Mi coche es un gran coche, una máquina de transporte
tecnológicamente muy bien concebida, rápida, extraordinariamente cómoda,
respetuosa con el medio ambiente, incluso podríamos decir que hermosa, perlada, que emite inusitados matices de blanco bajo la luz del sol. Mi coche es seguro.
Percibo más acusada la sensación de protección conduciendo mi coche que cuando
me siento a leer en el sillón de mi casa.
Los fabricantes de automóviles, esos seres empáticos,
altruistas y responsables, cuidan de nuestra seguridad, se afanan en integrar
en sus productos todo tipo de dispositivos, alarmas, sistemas inteligentes,
luces, sonidos, postigos o indicadores que nos ayudan a controlar situaciones
imprevistas, que nos alertan de peligros, que nos despiertan si nos quedamos
dormidos al volante, o que previenen abolladuras, ralladas, y nos salvan de paredes y columnas, y hasta nos libran de atropellar peatones.

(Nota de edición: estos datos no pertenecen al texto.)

PR #269, opened 2017-11-01
Haproxy attrs

jhesketh:
Add support for downinter and tune rise/fall params.

### DIFF
--- a/chef/cookbooks/haproxy/templates/default/haproxy.cfg.erb
+++ b/chef/cookbooks/haproxy/templates/default/haproxy.cfg.erb
@@ -100,8 +100,8 @@ listen  admin-stats <%= node[:haproxy][:stats][:enabled] ? node[:haproxy][:stats
         inter = " inter #{server[:inter] || 2000}"
         fastinter = server[:fastinter] ? " fastinter #{server[:fastinter]}" : ""
         downinter = server[:downinter] ? " downinter #{server[:downinter]}" : ""
-        rise = " rise #{server[:rise] || 2}"
-        fall = " fall #{server[:fall] || 5}"
+        rise = " rise #{server[:rise] || 5}"
+        fall = " fall #{server[:fall] || 2}"
         backup = server[:backup] ? " backup" : ""
       %>
         server <%= server[:name] %> <%= server[:address] %>:<%= server[:port] %> check<%= ssl %><%= inter %><%= fastinter %><%= downinter %><%= rise %><%= fall %><%= backup %>
--- a/chef/cookbooks/haproxy/templates/default/haproxy.cfg.erb
+++ b/chef/cookbooks/haproxy/templates/default/haproxy.cfg.erb
@@ -99,11 +99,12 @@ listen  admin-stats <%= node[:haproxy][:stats][:enabled] ? node[:haproxy][:stats
         ssl = content[:use_ssl] ? " check-ssl verify none" : ""
         inter = " inter #{server[:inter] || 2000}"
         fastinter = server[:fastinter] ? " fastinter #{server[:fastinter]}" : ""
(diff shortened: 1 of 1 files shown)


chef/cookbooks/haproxy/templates/default/haproxy.cfg.erb
```diff
@@ -99,8 +99,9 @@ listen  admin-stats <%= node[:haproxy][:stats][:enabled] ? node[:haproxy][:stats
...
         inter = " inter #{server[:inter] || 2000}"
         fastinter = server[:fastinter] ? " fastinter #{server[:fastinter]}" : ""
-        rise = " rise #{server[:rise] || 2}"
-        fall = " fall #{server[:fall] || 5}"
+        downinter = server[:downinter] ? " downinter #{server[:downinter]}" : ""
+        rise = " rise #{server[:rise] || 5}"
+        fall = " fall #{server[:fall] || 2}"
         backup = server[:backup] ? " backup" : ""
       %>
         server <%= server[:name] %> <%= server[:address] %>:<%= server[:port] %> check<%= ssl %><%= inter %><%= fastinter %><%= rise %><%= fall %><%= backup %>
```
jsuchome: Shouldn't you add `downinter` to `server` line?

chef/cookbooks/haproxy/templates/default/haproxy.cfg.erb
```diff
@@ -99,8 +99,9 @@ listen  admin-stats <%= node[:haproxy][:stats][:enabled] ? node[:haproxy][:stats
         ssl = content[:use_ssl] ? " check-ssl verify none" : ""
         inter = " inter #{server[:inter] || 2000}"
         fastinter = server[:fastinter] ? " fastinter #{server[:fastinter]}" : ""
-        rise = " rise #{server[:rise] || 2}"
-        fall = " fall #{server[:fall] || 5}"
+        downinter = server[:downinter] ? " downinter #{server[:downinter]}" : ""
+        rise = " rise #{server[:rise] || 5}"
+        fall = " fall #{server[:fall] || 2}"
```
vuntz: Can you elaborate on the rise/fall change: the commit message is only describing the change and doesn't explain why we should do the change. I get the fall part, but the rise part is a bit unclear to me.

chef/cookbooks/haproxy/templates/default/haproxy.cfg.erb
```diff
@@ -99,6 +99,7 @@ listen  admin-stats <%= node[:haproxy][:stats][:enabled] ? node[:haproxy][:stats
         ssl = content[:use_ssl] ? " check-ssl verify none" : ""
         inter = " inter #{server[:inter] || 2000}"
         fastinter = server[:fastinter] ? " fastinter #{server[:fastinter]}" : ""
+        downinter = server[:downinter] ? " downinter #{server[:downinter]}" : ""
```
aspiers: @jsuchome is right - this new variable isn't actually getting used by anything :)

chef/cookbooks/haproxy/templates/default/haproxy.cfg.erb
jhesketh: Ah yes, I missed that. Thanks.

chef/cookbooks/haproxy/templates/default/haproxy.cfg.erb
jhesketh: I'll expand in the commit as well. It is somewhat arbitrary, but basically my thinking is that we should be quick to change to another healthy host and slow to consider a returning host healthy.

jsuchome:
@aspiers do you still request a change?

Tanto es así que al renovar este año la póliza con mi
compañía de seguros habitual –esas instituciones empáticas, altruistas y
responsables- me han aumentado el precio en trescientos euros. Les dije “oiga,
que me voy a la Mutua”, y me dijeron, “vaya, vaya, a ver qué le dicen”, aunque volví, y con el rabo
entre las piernas, porque era más cara. Pero esa es otra historia.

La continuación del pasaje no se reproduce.